目录
0 前言
1 K-means
2 Hierarchical Clustering
3 Gaussian Mixture Model
0 前言
Clustering是一种unsupervised learning,也就是对没有标签的数据集进行集群。
1 K-means
原理
- Step 1:
– 随机选取k个质心centroids(仅在第一次迭代中),所有离每个质心点最近的点都被分配到特定的聚类中。(质心是所有点的算术平均值或平均位置) -
Step 2:
– 使用该聚类中所有点坐标的平均值重新计算新的质心点。
– 然后重复第一步(分配最近的点),直到聚类收敛。
局限
- 集群的数量必须事先选定
- k-means局限于线性集群边界
- k-means对于大量的样本可能是缓慢的
- 可能无法获得全局最优解
- label clusters是一个难点
Python code
# Load libraries
from sklearn import datasets
from sklearn.preprocessing import StandardScaler
from sklearn.cluster import KMeans
# Load data
iris = datasets.load_iris()
features = iris.data
# Standardize features
scaler = StandardScaler()
features_std = scaler.fit_transform(features)
# Create k-mean object
cluster = KMeans(n_clusters=3, random_state=0, n_jobs=-1)
# Train model
model = cluster.fit(features_std)
# Accuracy
iris['pred_species'] = np.choose(model.labels_, [1, 0, 2]).astype(np.int64)
print ("Accuracy :", metrics.accuracy_score(iris.species, iris.pred_species))
print ("Classification report :", metrics.classification_report(iris.species,
iris.pred_species))
# Create new observation
new_observation = [[0.8, 0.8, 0.8, 0.8]]
# Predict observation's cluster
model.predict(new_observation)
Choose the best K using elbow graph:
def plot_k(df_X,K):
wcss = []
for i in range(1, K):
kmeans = KMeans(n_clusters = i, init = 'k-means++')
kmeans.fit(df_X)
wcss.append(kmeans.inertia_)
sns.lineplot(range(1, K), wcss,marker='o',color='red')
plt.xlabel('Number of clusters')
plt.ylabel('WCSS')
return(plt.show())
2 Hierarchical Clustering
Hierarchical Clustering解决了像K-MEANS这样必须预先定义集群数量K的问题。

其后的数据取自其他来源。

PR #21704, opened 2023-12-08
Simplify finding if a locale is UTF-8

khwilliamson:
This series of commits improves the handling of determining whether or not a locale is UTF-8.  Comments are added, as well as a shortcut that works in some circumstances to avoid work.  But the biggest change is providing a cleaner implementation of two functions, moving some code from one that really belongs in the other function, to that other function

它建立了cluster的层次结构(hierarchy),结果通常以树状图表示(dendrogram)。
种类
Divisive善于识别大型聚类。Agglomerative是识别小聚类的有效方法。
-
Agglomerative ("bottom up")
自底向上的算法。在开始时将每个数据作为一个单例singleton集群处理,然后依次聚集成对的集群,直到所有集群合并为包含所有数据的一个总集群。

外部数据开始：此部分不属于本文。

PR #21705, opened 2023-12-08
locale.c: Quit now if strftime() fails with EINVAL

khwilliamson:
It turns out that some platforms set errno to EINVAL when the libc function strftime() finds the input format to be in error, though this is not specified in the Standard (a defect there in my opinion). Windows in particular does set errno.  Quit when an EINVAL errno is detected.  On platforms that don't set EINVAL, the current behavior is retained where the loop is executed again and again to rule out that the error isn't a buffer size problem.

### DIFF
--- a/locale.c
+++ b/locale.c
@@ -6846,7 +6846,7 @@ value is a pointer to the formatted result (which MUST be arranged to be FREED
 BY THE CALLER).  This allows these functions to increase the buffer size as
 needed, so that the caller doesn't have to worry about that.
 
-On failure they return NULL, and set errno to C<EINVAL>.
+On failure, they return NULL, and set C<errno> to C<EINVAL>.
 
 C<sv_strftime_tm> and C<sv_strftime_ints> are preferred, as they transparently
 handle the UTF-8ness of the current locale, the input C<fmt>, and the returned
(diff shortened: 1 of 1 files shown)


tonycoz:
This should save errno (`dSAVE_ERRNO`) and restore it on the success path.

This change is a bit risky on non-Windows (which documents the EINVAL behaviour you're using): the C standard allows any library function that isn't documented to use errno to set errno to a non-zero value whether or not it succeeds.

So a conforming implementation of strftime() might set errno to EINVAL even if the problem isn't the format string.

khwilliamson:
I wondered if this would be too risky

khwilliamson:
So what to do?  I can withdraw this request, or ifdef Windows

jkeenan:
> So what to do? I can withdraw this request, or ifdef Windows

*My two cents from an administrative/process point of view:*

I cannot speak to the specifics of this pull request or to Tony's concerns.  However I do note that we have a lot of locales-related changes in process right now, the latest of which (https://github.com/Perl/perl5/pull/21714) involves 17 individual commits.  That's a lot to review, and we don't have a large number of people qualified to conduct such reviews.

If this particular p.r. is not really essential, I'd suggest withdrawing it for the time being so that we can focus on others that you would consider both more important and less problematic.

tonycoz:
I think it's reasonable to make it use `#ifdef WIN32`.

I look at POSIX, but unfortunately that doesn't specify that strftime() sets errno, and the fallback as described for errno is roughly the same as the C standard.

jkeenan:
@tonycoz, @khwilliamson has forced-pushed some changes.  Could you re-review?  Thanks.

tonycoz (approved):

– Calculate distance of each point to the rest of points.
– The points that are closest to the point in consideration are combined to form a cluster.
– Repeat process across all points until a final cluster is obtained. -
Divisive ("top-down")
自上而下的算法。
- 最开始给定一个大小为N的数据集(d1, d2, d3, ....dN),所有数据都在最顶部的一个cluster中;
- 通过clustering method比如K-Means逐次split;
- 使用上一步所说的flat clustering method选择最佳集群分割进行split,不停重复,直到每个数据都在自己的单例集群中。
距离计算
有三种距离计算方法,作为sklearn中的参数可以选择:
- Ward linkage method:
merge clusters if the in-cluster variance or the sum of square error is a minimum. - Complete linkage method:
considers the distance between the farthest elements of two clusters, also known as maximum linkage. -
Average linkage method:
considers all pairwise distances of both clusters; it is less affected by outliers.
选择最优的cluster number
cluster number的最佳选择是在不与cluster相交的情况下,由相距最远的水平线切成的树状图中垂直线的个数
Python code
# Normalize data so that the values are within 0 and 1
from sklearn.preprocessing import normalize
data_scaled = normalize(data)
data_scaled = pd.DataFrame(data_scaled, columns=data.columns)
data_scaled.head()
# Produce dendrogram
import scipy.cluster.hierarchy as shc
plt.figure(figsize=(10, 7))
plt.title("Dendrograms")
dend = shc.dendrogram(shc.linkage(data_scaled, method='ward'))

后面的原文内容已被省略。